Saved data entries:
========================================================================
PR #1444, opened 2026-09-10
fix: call uninstall worker as part of catalog uninstall

Shubhamag12:
Catalog uninstall was uninstalling worker pod since we were filtering via label: `ai-services.io/application: ai-services`. Ideally it should be handled when worker uninstall is called.

1. remove worker pod from the list of pods deleted as part of catalog uninstall.
2. invoking worker uninstall to remove worker pods now.
3. Added force flag in volume deletion. Reason: when catalog uninstall in invoked, it fails to delete podman auth secret as it is used by worker pod. Now force deleting it as there is no use of standalone worker pod now that catalog is uninstalled.

### DIFF
--- a/ai-services/Makefile
+++ b/ai-services/Makefile
@@ -1,6 +1,6 @@
 REGISTRY?=icr.io/ai-services-private
 IMAGE=ai-services
-TAG?=v0.0.349
+TAG?=v0.0.350
 CONTAINER_BUILDER?=podman
 CREDS_ARG := $(if $(and $(REGISTRY_USER),$(REGISTRY_PASSWORD)),--creds="$(REGISTRY_USER):$(REGISTRY_PASSWORD)")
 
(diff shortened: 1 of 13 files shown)


prachikurade1:
> Added force flag in volume deletion. Reason: when catalog uninstall in invoked, it fails to delete podman auth secret as it is used by worker pod. Now force deleting it as there is no use of standalone worker pod now that catalog is uninstalled.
========================================================================
• **TASK INSTRUCTIONS**: Tell how many lines above contain the word "volume". Nothing but the number is needed.

• **TASK ANSWER**: 2